Lubin Jeffrey S, Shah Akash
Department of Emergency Medicine, Penn State Health Milton S. Hershey Medical Center, Hershey, USA.
Department of Public Health Sciences, Penn State College of Medicine, Hershey, USA.
Cureus. 2022 Feb 21;14(2):e22446. doi: 10.7759/cureus.22446. eCollection 2022 Feb.
Transition of care from Emergency Medical Services (EMS) to the Emergency Department (ED) represents an intersection at high risk for error. Minimal research has quantitatively examined data transfer at this point. In Pennsylvania, this handoff consists of a transfer-of-care form (TOC) provided by EMS to ED in addition to a verbal report. A prehospital patient care report (PCR) is later filed by EMS up to 72 hours after concluding care.
To evaluate the congruence between prehospital records provided at handoff and the final PCR found in the patient's medical record. Our hypothesis was that there would be discrepancies between the TOC and final PCR.

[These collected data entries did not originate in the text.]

PR #1104, opened 2025-07-22
Add new arch-agnostic timer API and implement old timer functions on top

pcercuei:
Add new arch-agnostic timer functions, that should be provided by all supported architectures.

The previous API functions are now static inlines that are built on top.

The point of this PR is to reduce the amount of code duplicated between the Dreamcast arch and the other upcoming archs.

### DIFF
--- a/kernel/arch/dreamcast/hardware/g1ata.c
+++ b/kernel/arch/dreamcast/hardware/g1ata.c
@@ -965,7 +965,7 @@ int g1_ata_flush(void) {
 
     /* Select the slave device. */
     g1_ata_select_device(G1_ATA_SLAVE | G1_ATA_LBA_MODE);
-    timer_spin_sleep(1);
+    thd_sleep(1);
 
     /* Flush the disk's write cache to make sure everything gets written out. */
     if(CAN_USE_LBA48())
@@ -973,7 +973,7 @@ int g1_ata_flush(void) {
     else
         OUT8(G1_ATA_COMMAND_REG, ATA_CMD_FLUSH_CACHE);
 
-    timer_spin_sleep(1);
+    thd_sleep(1);
     g1_ata_wait_bsydrq();
     g1_ata_mutex_unlock();
 
@@ -1006,7 +1006,7 @@ static int g1_ata_set_transfer_mode(uint8_t mode) {
 
     /* Send the SET FEATURES command. */
     OUT8(G1_ATA_COMMAND_REG, ATA_CMD_SET_FEATURES);
-    timer_spin_sleep(1);
+    thd_sleep(1);
 
     /* Wait for command completion. */
     g1_ata_wait_nbsy();
@@ -1034,7 +1034,7 @@ static int g1_ata_scan(void) {
     /* For now, just check if there's a slave device. We don't care about the
        primary device, since it should always be the GD-ROM drive. */
     OUT8(G1_ATA_DEVICE_SELECT, 0xF0);
-    timer_spin_sleep(1);
+    thd_sleep(1);
 
     OUT8(G1_ATA_SECTOR_COUNT, 0);
     OUT8(G1_ATA_LBA_LOW, 0);
@@ -1043,7 +1043,7 @@ static int g1_ata_scan(void) {
 
     /* Send the IDENTIFY command. */
     OUT8(G1_ATA_COMMAND_REG, ATA_CMD_IDENTIFY);
-    timer_spin_sleep(1);
+    thd_sleep(1);
     st = IN8(G1_ATA_STATUS_REG);
 
     /* Check if there's anything on the bus. */
--- a/kernel/arch/dreamcast/hardware/g1ata.c
+++ b/kernel/arch/dreamcast/hardware/g1ata.c
@@ -17,7 +17,7 @@
 #include <kos/mutex.h>
 #include <kos/thread.h>
 
-#include <arch/timer.h>
+#include <kos/timer.h>
 #include <arch/cache.h>
 #include <arch/irq.h>
 #include <arch/memory.h>
--- a/kernel/arch/dreamcast/include/arch/timer.h
+++ b/kernel/arch/dreamcast/include/arch/timer.h
@@ -82,8 +82,7 @@ __BEGIN_DECLS
 /** \brief  SH4 Timer Channel 1.
 
     \warning
-    This timer channel is used for the timer_spin_sleep() function, which also
-    backs the kthread, C, C++, and POSIX sleep functions.
+    This timer channel is free to use.
 */
 #define TMU1    1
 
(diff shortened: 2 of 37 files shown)


pcercuei:
The whitespace check failed, but the good kind of "failed" - two lines had extra spaces at the end and were cleaned up.

kernel/arch/dreamcast/include/arch/timer.h
```diff
@@ -437,5 +325,6 @@ void timer_shutdown(void);
 
 __END_DECLS
 
-#endif  /* __ARCH_TIMER_H */
+#include <kos/timer.h>
```
QuzarDC, line 328: If this is needed for any files internally that were getting the API from <arch/timer.h> then they should be updated there as well. We can then just have this as a temporary compatibility measure (unless I missed something and it's required here).

kernel/arch/dreamcast/hardware/g1ata.c
```diff
@@ -965,15 +965,15 @@ int g1_ata_flush(void) {
 
     /* Select the slave device. */
     g1_ata_select_device(G1_ATA_SLAVE | G1_ATA_LBA_MODE);
-    timer_spin_sleep(1);
```
QuzarDC, line 968: I think the reasoning here, generally, was to spin for the minimum time that our API allowed, but still be irq-safe. If going to a thread-based function, then `thd_pass` might be more appropriate as it would be the minimum amount of waiting the thread system can provide. But neither would actually have any sort of delay inside an irq. 

I saw that in the other uses of `timer_spin_sleep` it was being done for inits and resets and such that are more squarely not likely to be things for inside an IRQ, so the rest of the above ends up being fine. I don't have a g1ata and am not too familiar with its API, so just wanted to verify that none of these would be likely to be used in an IRQ.

Perhaps it's a thing as well that @DC-SWAT could weigh in on in his usage of these.

kernel/arch/dreamcast/include/arch/timer.h
```diff
@@ -333,21 +332,7 @@ uint64_t timer_ns_gettime64(void);
...
-
-/** \brief  Spin-loop sleep function.
-    \ingroup tmu_sleep
-
-    This function is meant as a very accurate delay function, even if threading
-    and interrupts are disabled. It uses \ref TMU1 to sleep.
-
-    \param  ms              The number of milliseconds to sleep.
 */
-void timer_spin_sleep(int ms);
```
QuzarDC, line 350: This should just be deprecated, rather than removed. From a quick search on github, it is actually being used in people's codebases unfortunately. And unlike general compatibility, as you rightly point out, this should pretty much never be done and is a valuable thing to warn users about.

It could be easily swapped to a wrapper around `timer_spin_delay_us` and still get rid of the whole unnecessary use of TMU1.

kernel/arch/dreamcast/kernel/timer.c
```diff
@@ -263,7 +263,7 @@ static timer_val_t timer_getticks(const uint32_t *tns, uint32_t shift) {
     integer, otherwise when using the fastest clock speed for timers,
     this value will very quickly overflow mid-expression, before the
     final division. */
-    ticks = ((uint64_t)delta * tns[tmu2 & TPSC]) >> shift;
```
QuzarDC, line 289: Just adding as a note, and no change, but this previously allowed for the timer resolution to be changed at run-time. Considering though that there's no API that allows that, and not really any reason I could imagine why that'd be desirable, it makes sense to work off a compile-time value.

kernel/arch/dreamcast/include/arch/timer.h
```diff
@@ -230,6 +230,22 @@ int timer_ints_enabled(int channel);
...
+
+/** \brief   Get the current uptime of the system (in seconds and ticks).
+    \ingroup tmu_uptime
+
+    This function retrieves the number of seconds and ticks since KOS was
+    started.
+
+    \return                 The time since KOS started as a timer_val_t.
+*/
+timer_val_t timer_get_ticks(void);
```
QuzarDC: Is there a usefulness for this to be part of the arch API aside from how you are using it as static inline to `arch_timer_gettime` ? It seems like it's effectively a private function, and isn't needed from the KOS timer layer right?

Is the naming meant to be what segregates it from part of the arch API, not being prefixed as `arch_timer_get_ticks`? So for the arch headers anything *not* named `arch_` is just part of the platform implementation?

Maybe @darcagn would also have thoughts to add on it.

QuzarDC (changes requested):
Mostly on-board, just some minor things to help compatibility, questions on how we might go about the arch layer, and a note that I'll mark resolved immediately.

kernel/arch/dreamcast/hardware/g1ata.c
pcercuei: I used `thd_sleep(1)` here because it is guaranteed to not run in an IRQ context. There's one call from `g1_ata_shutdown()`, and the other call is from the `kos_blockdev_t.sync()` implementation, which should never be called from an IRQ context either.

`thd_pass()` would work too.

kernel/arch/dreamcast/include/arch/timer.h
pcercuei: This is for compatibility, yes - as `timer_ms_gettime()` and friends are moved to the main `<kos/timer.h>` header, the apps that just include `<arch/timer.h>` will break.

Unless the apps should always just include `<kos.h>`, and in this case I can drop this.

kernel/arch/dreamcast/include/arch/timer.h
pcercuei: I was thinking of making it a deprecated wrapper around `thd_sleep()`.

kernel/arch/dreamcast/include/arch/timer.h
pcercuei: It is not useful in the arch API, but it still needs to be defined somewhere.

So either it's defined in the `<arch/timer.h>` header, so that `arch_timer_gettime()` can be "static inline", or it's defined in a private header e.g. `<dc/tmu.h>`, which means the arch header would have to include it, and pull all the platform-specific TMU stuff into the arch header. Last option is to not make `arch_timer_gettime()` static inline, with a performance penalty (because of the two mults not being folded into one).

QuzarDC: I think what would be sufficient, as we'd discussed via discord, would be then to leave it in this `arch` header, but denote it as platform specific. I don't think there was any objection to simply prefixing it as `__timer_get_ticks()`, but perhaps `__dc_get_ticks()` would more clearly demonstrate that it's dc-specific and not `arch` layer or `kos` layer.

kernel/arch/dreamcast/include/arch/timer.h
QuzarDC: The problem with that is that it isn't the same behavior. It made sense for being able to remove the usages for existing code, as we could know that `thd_sleep()` would work the same way. Since the whole point is to provide compatibility for a version while it's being removed, we shouldn't *also* needlessly change the behavior.

kernel/arch/dreamcast/include/arch/timer.h
QuzarDC: Ok, then other files internal to the codebase should also be updated to include `<kos/timer.h>` in place of `<arch/timer.h>` . 

I checked through kos-ports and fortunately all our hosted ones that use timer are just including <kos.h> and don't need any changes.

A retrospective chart review was conducted comparing the TOC from a single EMS agency to the final PCR found in the electronic medical record. A convenience sample of 200 patients who received advanced life support transport over a one-month period were included. Metrics to assess the discrepancy between the reports included chief complaint, allergies, medications, systolic and diastolic blood pressure (SBP and DBP), pulse, respiratory rate (RR), Glasgow Coma Score (GCS), and prehospital treatment provided. The level of agreement between the two sources was compared using kappa statistics and concordance correlation coefficients (CCC) with 95% confidence intervals.
Of the 200 encounters that met inclusion criteria, 72% had matching chief complaints between the TOC and PCR. Medications matched in 66% and allergies matched in 82%. Up to three BP, pulse, and RR readings were collected; only 30% of the third BP readings were available from the TOC, while 68% were available from the PCR. Comparing the three SBP values on the TOC to respective counterparts on the PCR showed a substantial correlation (all CCC >0.95). Pulse and DBP values had moderate-to-substantial correlation (CCC: 0.93, 0.94, 0.96 and 0.77, 0.92, 0.94 respectively). RR showed inconsistent correlation (CCC: 0.37, 0.84, 0.94). GCS showed a moderate correlation between the two forms (CCC: 0.81).
There were significant differences between the information transferred to the ED through the TOC compared to what was recorded in the PCR. Further evaluation of the TOC process is needed to improve accuracy.
从紧急医疗服务(EMS)到急诊科(ED)的护理交接是一个高错误风险的交叉点。目前极少有研究对这一环节的数据传递进行定量分析。在宾夕法尼亚州,这种交接除了口头报告外,还包括EMS向ED提供的护理交接表(TOC)。之后,EMS会在护理结束后72小时内提交一份院前患者护理报告(PCR)。
评估交接时提供的院前记录与患者病历中最终的PCR之间的一致性。我们的假设是TOC与最终的PCR之间会存在差异。
进行了一项回顾性图表审查,将单个EMS机构的TOC与电子病历中最终的PCR进行比较。纳入了在一个月内接受高级生命支持转运的200名患者的便利样本。评估报告之间差异的指标包括主诉、过敏史、用药情况、收缩压和舒张压(SBP和DBP)、脉搏、呼吸频率(RR)、格拉斯哥昏迷评分(GCS)以及提供的院前治疗。使用kappa统计量和一致性相关系数(CCC)以及95%置信区间来比较两个来源之间的一致程度。
在符合纳入标准的200次接诊中,72%的患者在TOC和PCR之间的主诉相匹配。用药情况匹配的占66%,过敏史匹配的占82%。收集了多达三次的血压、脉搏和RR读数;TOC中仅30%的第三次血压读数可用,而PCR中为68%。将TOC上的三个SBP值与PCR上的相应值进行比较,显示出高度相关性(所有CCC>0.95)。脉搏和DBP值具有中度到高度相关性(CCC分别为0.93、0.94、0.96和0.77、0.92、0.94)。RR显示出不一致的相关性(CCC为0.37、0.84、0.94)。GCS在两种表格之间显示出中度相关性(CCC为0.81)。
与PCR中记录的信息相比,通过TOC传递到ED的信息存在显著差异。需要对TOC流程进行进一步评估以提高准确性。